■ **EXERCISE AIM**
The records that follow should be retyped word for word.

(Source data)

PR #1484, opened 2026-02-21
fix(sdk): sanitize paths in BaseSandbox ls_info and read templates

### LINKED ISSUE #1483: BaseSandbox ls_info() and read() interpolate paths without sanitization
### Checked other resources

### Area (Required)

- [x] deepagents (SDK)
- [ ] cli

### Related Issues / PRs

_No response_

```python
from deepagents.backends.sandbox import _READ_COMMAND_TEMPLATE

# A malicious path breaks out of the Python string literal
malicious_path = "'; import os; os.system('echo INJECTED'); #"

cmd = _READ_COMMAND_TEMPLATE.format(
    file_path=malicious_path, offset=0, limit=100
)
print(cmd)
# Output includes:
#   file_path = ''; import os; os.system('echo INJECTED'); #'
# The injected code would execute inside the sandbox.

# Same issue exists in BaseSandbox.ls_info() at line 214:
#   path = '{path}'  <-- raw interpolation
```

```shell

```

### Description

`BaseSandbox.ls_info()` (line 214) and `_READ_COMMAND_TEMPLATE` (line 155) interpolate `path`/`file_path` directly into Python code strings using `'{path}'` / `'{file_path}'` without any sanitization.

A crafted path containing single quotes can break out of the Python string literal and execute arbitrary code inside the sandbox.

Other methods in the same file already handle this correctly:
- `glob_info()` uses base64 encoding (line 369-370)
- `write()` uses base64 + JSON + heredoc stdin (line 271-273)
- `edit()` uses base64 + JSON + heredoc stdin (line 297-298)
- `grep_raw()` uses `shlex.quote()` (line 330, 341)

The Harbor backend (`libs/harbor/deepagents_harbor/backend.py`) also uses `shlex.quote()` for all equivalent path parameters.

The fix is to base64-encode paths before interpolation (matching the existing pattern in `_GLOB_COMMAND_TEMPLATE`) for both `_READ_COMMAND_TEMPLATE` and
`ls_info()`.

While the blast radius is limited to sandboxed environments (not the user's local machine), it could allow privilege escalation within a sandbox via prompt injection.

I'd like to submit a PR for this if a maintainer approves.

### Environment / System Info

OS: Windows 10 (10.0.26100)
Python: 3.12
deepagents: 0.4.2
deepagents-cli: 0.0.21

AdemBoukhris457:
`BaseSandbox.ls_info()` and `_READ_COMMAND_TEMPLATE` interpolate `path`/`file_path` directly into Python code strings using raw `'{path}'` formatting. A crafted path containing single quotes can break out of the string literal and execute arbitrary code inside the sandbox.

This applies the same base64-encoding pattern already used by `_GLOB_COMMAND_TEMPLATE`, `_WRITE_COMMAND_TEMPLATE`, and `_EDIT_COMMAND_TEMPLATE` in the same file.

Fixes #1483

- The `_READ_COMMAND_TEMPLATE` now takes `file_path_b64` instead of `file_path`, and `BaseSandbox.read()` encodes it before calling `.format()`. This is the same pattern as `glob_info()`.
- The `ls_info()` inline command now encodes `path` the same way.
- Two new tests verify that malicious paths do not appear in the generated command strings.

## How was this verified?

- Ran `make format`, `make lint`, and `make test` from `libs/deepagents/`
- Added `test_sandbox_ls_info_path_is_sanitized` and `test_sandbox_read_path_is_sanitized` to confirm malicious paths are not interpolated raw
- Updated `test_read_command_template_format` to use the new base64 interface
- Verified `write()`, `edit()`, `glob_info()`, and `grep_raw()` already use safe patterns (base64 or `shlex.quote()`) and are unchanged

### DIFF
--- a/libs/deepagents/tests/unit_tests/backends/test_sandbox_backend.py
+++ b/libs/deepagents/tests/unit_tests/backends/test_sandbox_backend.py
@@ -175,35 +175,3 @@ def test_sandbox_grep_literal_search() -> None:
     # Verify the command uses grep -rHnF for literal search (combined flags)
     assert sandbox.last_command is not None
     assert "grep -rHnF" in sandbox.last_command
-
-
-class EmptyOutputSandbox(MockSandbox):
-    """MockSandbox that returns empty output, suitable for ls_info/read tests."""
-
-    def execute(self, command: str) -> ExecuteResponse:
-        self.last_command = command
-        return ExecuteResponse(output="", exit_code=0, truncated=False)
-
-
-def test_sandbox_ls_info_path_is_sanitized() -> None:
-    """Test that ls_info base64-encodes paths to prevent injection."""
-    sandbox = EmptyOutputSandbox()
-
-    malicious_path = "'; import os; os.system('echo INJECTED'); #"
-    sandbox.ls_info(malicious_path)
-
-    assert sandbox.last_command is not None
-    assert malicious_path not in sandbox.last_command
-    assert "base64" in sandbox.last_command
-
-
-def test_sandbox_read_path_is_sanitized() -> None:
-    """Test that read base64-encodes paths to prevent injection."""
-    sandbox = EmptyOutputSandbox()
-
-    malicious_path = "'; import os; os.system('echo INJECTED'); #"
-    sandbox.read(malicious_path)
-
-    assert sandbox.last_command is not None
-    assert malicious_path not in sandbox.last_command
-    assert "base64" in sandbox.last_command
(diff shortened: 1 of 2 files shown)


eyurtsev (approved):

libs/deepagents/deepagents/backends/sandbox.py
```diff
@@ -151,8 +151,9 @@
 _READ_COMMAND_TEMPLATE = """python3 -c "
 import os
 import sys
+import base64
 
-file_path = '{file_path}'
+file_path = base64.b64decode('{file_path_b64}').decode('utf-8')
```
eyurtsev, line 156: We should probably do another pass here to unpack file_path, offset and limit from a single payload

■ **SOLUTION TO THE EXERCISE**
PR #1484, opened 2026-02-21
fix(sdk): sanitize paths in BaseSandbox ls_info and read templates

### LINKED ISSUE #1483: BaseSandbox ls_info() and read() interpolate paths without sanitization
### Checked other resources

### Area (Required)

- [x] deepagents (SDK)
- [ ] cli

### Related Issues / PRs

_No response_

```python
from deepagents.backends.sandbox import _READ_COMMAND_TEMPLATE

# A malicious path breaks out of the Python string literal
malicious_path = "'; import os; os.system('echo INJECTED'); #"

cmd = _READ_COMMAND_TEMPLATE.format(
    file_path=malicious_path, offset=0, limit=100
)
print(cmd)
# Output includes:
#   file_path = ''; import os; os.system('echo INJECTED'); #'
# The injected code would execute inside the sandbox.

# Same issue exists in BaseSandbox.ls_info() at line 214:
#   path = '{path}'  <-- raw interpolation
```

```shell

```

### Description

`BaseSandbox.ls_info()` (line 214) and `_READ_COMMAND_TEMPLATE` (line 155) interpolate `path`/`file_path` directly into Python code strings using `'{path}'` / `'{file_path}'` without any sanitization.

A crafted path containing single quotes can break out of the Python string literal and execute arbitrary code inside the sandbox.

Other methods in the same file already handle this correctly:
- `glob_info()` uses base64 encoding (line 369-370)
- `write()` uses base64 + JSON + heredoc stdin (line 271-273)
- `edit()` uses base64 + JSON + heredoc stdin (line 297-298)
- `grep_raw()` uses `shlex.quote()` (line 330, 341)

The Harbor backend (`libs/harbor/deepagents_harbor/backend.py`) also uses `shlex.quote()` for all equivalent path parameters.

The fix is to base64-encode paths before interpolation (matching the existing pattern in `_GLOB_COMMAND_TEMPLATE`) for both `_READ_COMMAND_TEMPLATE` and
`ls_info()`.

While the blast radius is limited to sandboxed environments (not the user's local machine), it could allow privilege escalation within a sandbox via prompt injection.

I'd like to submit a PR for this if a maintainer approves.

### Environment / System Info

OS: Windows 10 (10.0.26100)
Python: 3.12
deepagents: 0.4.2
deepagents-cli: 0.0.21

AdemBoukhris457:
`BaseSandbox.ls_info()` and `_READ_COMMAND_TEMPLATE` interpolate `path`/`file_path` directly into Python code strings using raw `'{path}'` formatting. A crafted path containing single quotes can break out of the string literal and execute arbitrary code inside the sandbox.

This applies the same base64-encoding pattern already used by `_GLOB_COMMAND_TEMPLATE`, `_WRITE_COMMAND_TEMPLATE`, and `_EDIT_COMMAND_TEMPLATE` in the same file.

Fixes #1483

- The `_READ_COMMAND_TEMPLATE` now takes `file_path_b64` instead of `file_path`, and `BaseSandbox.read()` encodes it before calling `.format()`. This is the same pattern as `glob_info()`.
- The `ls_info()` inline command now encodes `path` the same way.
- Two new tests verify that malicious paths do not appear in the generated command strings.

## How was this verified?

- Ran `make format`, `make lint`, and `make test` from `libs/deepagents/`
- Added `test_sandbox_ls_info_path_is_sanitized` and `test_sandbox_read_path_is_sanitized` to confirm malicious paths are not interpolated raw
- Updated `test_read_command_template_format` to use the new base64 interface
- Verified `write()`, `edit()`, `glob_info()`, and `grep_raw()` already use safe patterns (base64 or `shlex.quote()`) and are unchanged

### DIFF
--- a/libs/deepagents/tests/unit_tests/backends/test_sandbox_backend.py
+++ b/libs/deepagents/tests/unit_tests/backends/test_sandbox_backend.py
@@ -175,35 +175,3 @@ def test_sandbox_grep_literal_search() -> None:
     # Verify the command uses grep -rHnF for literal search (combined flags)
     assert sandbox.last_command is not None
     assert "grep -rHnF" in sandbox.last_command
-
-
-class EmptyOutputSandbox(MockSandbox):
-    """MockSandbox that returns empty output, suitable for ls_info/read tests."""
-
-    def execute(self, command: str) -> ExecuteResponse:
-        self.last_command = command
-        return ExecuteResponse(output="", exit_code=0, truncated=False)
-
-
-def test_sandbox_ls_info_path_is_sanitized() -> None:
-    """Test that ls_info base64-encodes paths to prevent injection."""
-    sandbox = EmptyOutputSandbox()
-
-    malicious_path = "'; import os; os.system('echo INJECTED'); #"
-    sandbox.ls_info(malicious_path)
-
-    assert sandbox.last_command is not None
-    assert malicious_path not in sandbox.last_command
-    assert "base64" in sandbox.last_command
-
-
-def test_sandbox_read_path_is_sanitized() -> None:
-    """Test that read base64-encodes paths to prevent injection."""
-    sandbox = EmptyOutputSandbox()
-
-    malicious_path = "'; import os; os.system('echo INJECTED'); #"
-    sandbox.read(malicious_path)
-
-    assert sandbox.last_command is not None
-    assert malicious_path not in sandbox.last_command
-    assert "base64" in sandbox.last_command
(diff shortened: 1 of 2 files shown)


eyurtsev (approved):

libs/deepagents/deepagents/backends/sandbox.py
```diff
@@ -151,8 +151,9 @@
 _READ_COMMAND_TEMPLATE = """python3 -c "
 import os
 import sys
+import base64
 
-file_path = '{file_path}'
+file_path = base64.b64decode('{file_path_b64}').decode('utf-8')
```
eyurtsev, line 156: We should probably do another pass here to unpack file_path, offset and limit from a single payload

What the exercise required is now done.